WHAT YOU NEED TO DO
Please show every line from the entries that carries the word "files".

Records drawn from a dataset
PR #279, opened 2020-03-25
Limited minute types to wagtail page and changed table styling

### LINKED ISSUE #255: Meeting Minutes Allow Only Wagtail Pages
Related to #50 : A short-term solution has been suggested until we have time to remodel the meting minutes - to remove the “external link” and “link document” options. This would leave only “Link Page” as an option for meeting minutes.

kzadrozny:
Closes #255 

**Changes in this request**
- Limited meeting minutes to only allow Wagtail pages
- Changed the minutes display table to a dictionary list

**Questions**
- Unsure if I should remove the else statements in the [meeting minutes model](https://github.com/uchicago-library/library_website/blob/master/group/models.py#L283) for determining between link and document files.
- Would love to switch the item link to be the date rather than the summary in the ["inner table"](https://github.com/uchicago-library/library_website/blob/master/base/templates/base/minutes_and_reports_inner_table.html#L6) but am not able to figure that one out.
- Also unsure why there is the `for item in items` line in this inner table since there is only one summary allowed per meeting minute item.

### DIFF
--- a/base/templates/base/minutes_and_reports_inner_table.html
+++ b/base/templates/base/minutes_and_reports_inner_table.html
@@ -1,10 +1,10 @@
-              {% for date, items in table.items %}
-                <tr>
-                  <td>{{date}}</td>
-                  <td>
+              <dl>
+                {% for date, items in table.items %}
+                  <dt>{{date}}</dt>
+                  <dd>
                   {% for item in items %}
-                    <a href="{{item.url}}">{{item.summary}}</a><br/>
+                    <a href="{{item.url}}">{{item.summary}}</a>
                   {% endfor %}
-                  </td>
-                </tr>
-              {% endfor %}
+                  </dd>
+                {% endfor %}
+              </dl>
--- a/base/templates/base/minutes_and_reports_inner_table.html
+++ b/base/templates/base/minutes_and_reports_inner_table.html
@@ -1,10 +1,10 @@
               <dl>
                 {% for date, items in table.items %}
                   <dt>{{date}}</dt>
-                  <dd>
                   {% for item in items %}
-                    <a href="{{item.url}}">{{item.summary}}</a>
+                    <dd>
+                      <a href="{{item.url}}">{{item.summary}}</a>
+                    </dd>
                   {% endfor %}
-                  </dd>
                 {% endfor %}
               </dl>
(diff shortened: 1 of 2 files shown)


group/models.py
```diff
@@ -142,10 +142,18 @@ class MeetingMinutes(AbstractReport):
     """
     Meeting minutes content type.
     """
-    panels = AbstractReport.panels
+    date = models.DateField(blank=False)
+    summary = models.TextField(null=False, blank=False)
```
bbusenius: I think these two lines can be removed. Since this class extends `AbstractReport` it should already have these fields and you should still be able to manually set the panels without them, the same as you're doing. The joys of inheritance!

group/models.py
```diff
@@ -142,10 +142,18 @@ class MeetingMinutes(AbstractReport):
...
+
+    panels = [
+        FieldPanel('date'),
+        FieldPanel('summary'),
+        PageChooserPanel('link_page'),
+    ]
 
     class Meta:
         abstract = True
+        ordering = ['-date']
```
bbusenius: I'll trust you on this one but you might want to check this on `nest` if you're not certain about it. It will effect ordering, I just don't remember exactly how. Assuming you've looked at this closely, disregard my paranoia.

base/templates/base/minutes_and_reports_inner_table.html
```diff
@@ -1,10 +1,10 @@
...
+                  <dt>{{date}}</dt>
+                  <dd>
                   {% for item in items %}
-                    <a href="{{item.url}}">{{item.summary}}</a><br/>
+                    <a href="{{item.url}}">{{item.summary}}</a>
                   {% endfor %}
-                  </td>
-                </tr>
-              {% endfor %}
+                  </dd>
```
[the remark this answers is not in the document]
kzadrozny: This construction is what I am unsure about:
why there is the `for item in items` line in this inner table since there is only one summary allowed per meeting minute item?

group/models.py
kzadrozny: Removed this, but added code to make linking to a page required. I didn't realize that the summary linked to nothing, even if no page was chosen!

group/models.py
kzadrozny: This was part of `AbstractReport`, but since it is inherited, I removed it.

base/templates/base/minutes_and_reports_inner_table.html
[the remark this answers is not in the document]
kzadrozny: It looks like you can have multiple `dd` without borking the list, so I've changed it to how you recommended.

OUTPUT BELOW
- Unsure if I should remove the else statements in the [meeting minutes model](https://github.com/uchicago-library/library_website/blob/master/group/models.py#L283) for determining between link and document files.
(diff shortened: 1 of 2 files shown)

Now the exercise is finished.